Nebelkerzen und Gespenster-Diskussion um Gustl Mollat, Bayern-Justiz und Justizsystem

Um eines vorwegzunehmen: Ich bin natürlich nicht der Schlauste. Allein in Deutschland gibt es ein paar Millionen Menschen, die mehr Grips im Kopf haben als ich. Auch mein Abitur war miserabel: Schnitt von 3,82, schlechter geht es selbst theoretisch kaum noch. Ich habe die Schule allerdings verachtet, unter denen meines Jahrgangs, die das Abi überhaupt schafften, war ich der unangefochtene Fehlstunden-König.

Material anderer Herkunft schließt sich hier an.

PR #548, opened 2022-04-19
[AL-2173] Update to on-prem test case input

jtsodapop:
update to onprem test case input from instance id to hostname

After talking to Joanna/Joe, sounds like the hostname will be highly variable. At the same time, they mentioned that they did not usually have any problems with `hostname` appended with /api/_gql.


msokoloff1 (approved):

hydak:
merging this with an override due to a Snyk issue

Viele Lehrer hatten die Bezeichnung Lehrer gar nicht verdient gehabt, aber ein paar gab es, denen habe ich wirklich viel zu verdanken. Zum Beispiel die Deutschlehrer Günter Höfig und Ulrich Kohllöffel, zum Beispiel den Mathelehrer "Charly" Grüger, zum Beispiel den Englischlehrer Heinz Schwedes, den Latein-Lehrer Konopka. So unterschiedlich diese Lehrer hinsichtlich ihrer Persönlichkeiten sonst auch waren, so hatten sie eines doch gemein: Sie nahmen es genau mit Tatsachen und Logik, und forderten das kompromisslos auch von uns Schülern. Das von ihnen servierte Brot war gelegentlich hart, aber man lernte dabei, wie man kauen muss. Schon deshalb hätten die genannten Lehrer das Bundesverdienstkreuz verdient.

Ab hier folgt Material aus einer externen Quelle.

PR #549, opened 2022-04-20
[AL-2193] Deprecation message for Python 3.6

jtsodapop:
We will be no longer supporting 3.6 starting 6/1/22. We will support 3.7-3.9

### DIFF
--- a/labelbox/__init__.py
+++ b/labelbox/__init__.py
@@ -1,6 +1,13 @@
 name = "labelbox"
 __version__ = "3.19.1"
 
+import sys
+import warnings
+
+if sys.version_info < (3, 7):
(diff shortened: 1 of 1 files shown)


msokoloff1 (approved):

msokoloff1:
We should probably add official support for 3.9 now. Basically just add one more test case.

jtsodapop:
> We should probably add official support for 3.9 now. Basically just add one more set of tests

This older PR could be reopened now and I think captures 3.7-3.9
https://github.com/Labelbox/labelbox-python/pull/450/files

hydak:
merging this with an override due to a Snyk issue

Im Sprachalltag geht vieles daneben. Neulich hatte jemand erklärt: "Der und der stellte das und das fest."  Ich sagte: "Du vertrittst doch begründet die Auffassung, dass er mit seinen Worten falsch liege?" - "Ja." - "Wenn er tatsächlich falsch liegt, dann kann er nicht festgestellt haben, denn "feststellen" kann man nur Wahres, behaupten kann man hingegen alles."

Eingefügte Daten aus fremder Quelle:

PR #550, opened 2022-04-21
[AL-2196] Test Update for Test batch

jtsodapop:
We did not have logging for it before, but this was updated - deleting a dataset twice technically tries to delete a nonexistent dataset. Because of this, the SDK tests now fail from test_batch.py. This update removes the double delete problem


msokoloff1 (approved):

hydak:
merging without snyk review because that functionality is broken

Man halte mich jetzt bitte nicht für kleinkariert - wer die wahre Bedeutung von Worten nicht kennt oder sie zwar kennt, aber nicht beachtet, ist ein ideales Opfer jeder demagogischen Irreführung. Die deutsche Verbrecherjustiz ist geradezu, ebenso wie die Verbrecher-Politiker und die Verbrecher-Psychiater, darauf getrimmt, die verbreitete Gleichgültigkeit in diesen Dingen auszunutzen. Hat eine Staatsanwaltschaft, strafvereitelnd im Amte, infolge einer Strafanzeige nicht oder nicht sachgerecht ermittelt, daraufhin dann eingestellt, so kann man Gift darauf nehmen, dass ein Verbrechergericht, das sich später darauf bezieht, schreibt: "Die Staatsanwaltschaft konnte keinen hinreichenden Tatverdacht feststellen." Richtig wäre: "Die Staatsanwalt wollte die Sache einstellen und hat alles vermieden, was dem im Wege gestanden hätte." Aber auf solchen Wegen wird es dann zur gerichtlichen Wahrheit: "An der Sache war und ist nichts dran."

Auf solchem Parcour bewegt man sich seit Jahren im Falle Mollath.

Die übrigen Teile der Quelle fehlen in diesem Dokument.